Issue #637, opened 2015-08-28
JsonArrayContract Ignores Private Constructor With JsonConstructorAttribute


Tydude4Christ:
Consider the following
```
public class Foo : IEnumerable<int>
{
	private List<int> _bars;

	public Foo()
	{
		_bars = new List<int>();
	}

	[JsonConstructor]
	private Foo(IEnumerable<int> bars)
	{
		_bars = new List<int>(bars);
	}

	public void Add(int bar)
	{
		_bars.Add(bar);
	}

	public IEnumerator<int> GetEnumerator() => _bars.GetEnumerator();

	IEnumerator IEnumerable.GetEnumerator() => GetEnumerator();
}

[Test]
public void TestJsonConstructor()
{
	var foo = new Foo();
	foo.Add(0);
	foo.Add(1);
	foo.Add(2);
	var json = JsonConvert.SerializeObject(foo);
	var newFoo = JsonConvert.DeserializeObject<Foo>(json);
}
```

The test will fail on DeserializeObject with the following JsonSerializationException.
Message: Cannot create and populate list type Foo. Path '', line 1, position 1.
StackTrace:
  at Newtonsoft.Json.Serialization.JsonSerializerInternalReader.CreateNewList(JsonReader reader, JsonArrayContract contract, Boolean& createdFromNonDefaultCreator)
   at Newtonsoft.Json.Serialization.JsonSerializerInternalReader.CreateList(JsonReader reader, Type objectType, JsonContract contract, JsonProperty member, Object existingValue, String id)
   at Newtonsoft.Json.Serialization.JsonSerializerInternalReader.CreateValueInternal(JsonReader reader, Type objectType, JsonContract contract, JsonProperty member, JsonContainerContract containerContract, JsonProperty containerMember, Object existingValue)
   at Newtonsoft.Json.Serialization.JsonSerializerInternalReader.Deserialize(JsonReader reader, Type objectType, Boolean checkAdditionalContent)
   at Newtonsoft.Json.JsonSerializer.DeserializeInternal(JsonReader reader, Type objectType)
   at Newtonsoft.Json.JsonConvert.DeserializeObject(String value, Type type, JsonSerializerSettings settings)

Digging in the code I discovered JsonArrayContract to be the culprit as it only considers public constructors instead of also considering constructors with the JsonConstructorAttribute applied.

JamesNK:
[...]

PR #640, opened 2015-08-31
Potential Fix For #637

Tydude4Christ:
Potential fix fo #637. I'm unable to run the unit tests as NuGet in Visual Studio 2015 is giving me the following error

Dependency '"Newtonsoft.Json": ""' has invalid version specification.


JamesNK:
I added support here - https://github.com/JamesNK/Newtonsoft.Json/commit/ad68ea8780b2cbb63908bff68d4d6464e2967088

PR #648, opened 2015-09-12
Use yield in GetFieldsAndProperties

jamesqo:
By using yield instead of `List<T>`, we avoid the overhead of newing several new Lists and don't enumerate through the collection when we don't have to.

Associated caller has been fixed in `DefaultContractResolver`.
────
-- ABOUT THIS EXERCISE --
One stretch of the lines above is wanted, from the line that contains "The test will" through the line that contains "contract, Boolean& createdFromNonDefaultCreator)". Output it exactly.

-- COMPLETED TASK --
The test will fail on DeserializeObject with the following JsonSerializationException.
Message: Cannot create and populate list type Foo. Path '', line 1, position 1.
StackTrace:
  at Newtonsoft.Json.Serialization.JsonSerializerInternalReader.CreateNewList(JsonReader reader, JsonArrayContract contract, Boolean& createdFromNonDefaultCreator)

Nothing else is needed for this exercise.